-- Instructions to follow --
Beginning at the line that includes "this->ASMbase::clear(retainGeometry);" in the entries below, print each line exactly as it appears, through the last one.

-- Provided information --
PR #158, opened 2017-05-19
added: L2-projected non-homogenous dirichlet boundary conditions for LR-b splines

akva2:
a bit copy-pasty but so is the 2d code i copy-pasted ;)

### DIFF
--- a/src/ASM/LR/ASMu3D.C
+++ b/src/ASM/LR/ASMu3D.C
@@ -27,6 +27,7 @@
 #include "CoordinateMapping.h"
 #include "GaussQuadrature.h"
 #include "ElementBlock.h"
+#include "MPC.h"
 #include "SplineUtils.h"
 #include "Utilities.h"
 #include "Profiler.h"
@@ -120,6 +121,7 @@ void ASMu3D::clear (bool retainGeometry)
 
   // Erase the FE data
   this->ASMbase::clear(retainGeometry);
+  this->dirich.clear();
 }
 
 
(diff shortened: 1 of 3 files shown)


src/ASM/LR/ASMu3D.C
```diff
@@ -374,40 +375,128 @@ void ASMu3D::closeFaces (int dir, int basis, int master)
...
+  int* c = de.corners;
+  for (const auto& it : corners.find(edge)->second)
+    *c++ = this->getCorner(it[0], it[1], it[2], basis);
+
+  int j = 0;
+  int bcode = abs(code);
+  for (auto b : edgeFunctions)
+  {
+    de.MLGN[j++] = b->getId();
+    int* cid = std::find(de.corners, de.corners+4, b->getId()+ofs);
```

-- Answer --
   this->ASMbase::clear(retainGeometry);
+  this->dirich.clear();
 }
 
 
(diff shortened: 1 of 3 files shown)


src/ASM/LR/ASMu3D.C
```diff
@@ -374,40 +375,128 @@ void ASMu3D::closeFaces (int dir, int basis, int master)
...
+  int* c = de.corners;
+  for (const auto& it : corners.find(edge)->second)
+    *c++ = this->getCorner(it[0], it[1], it[2], basis);
+
+  int j = 0;
+  int bcode = abs(code);
+  for (auto b : edgeFunctions)
+  {
+    de.MLGN[j++] = b->getId();
+    int* cid = std::find(de.corners, de.corners+4, b->getId()+ofs);
```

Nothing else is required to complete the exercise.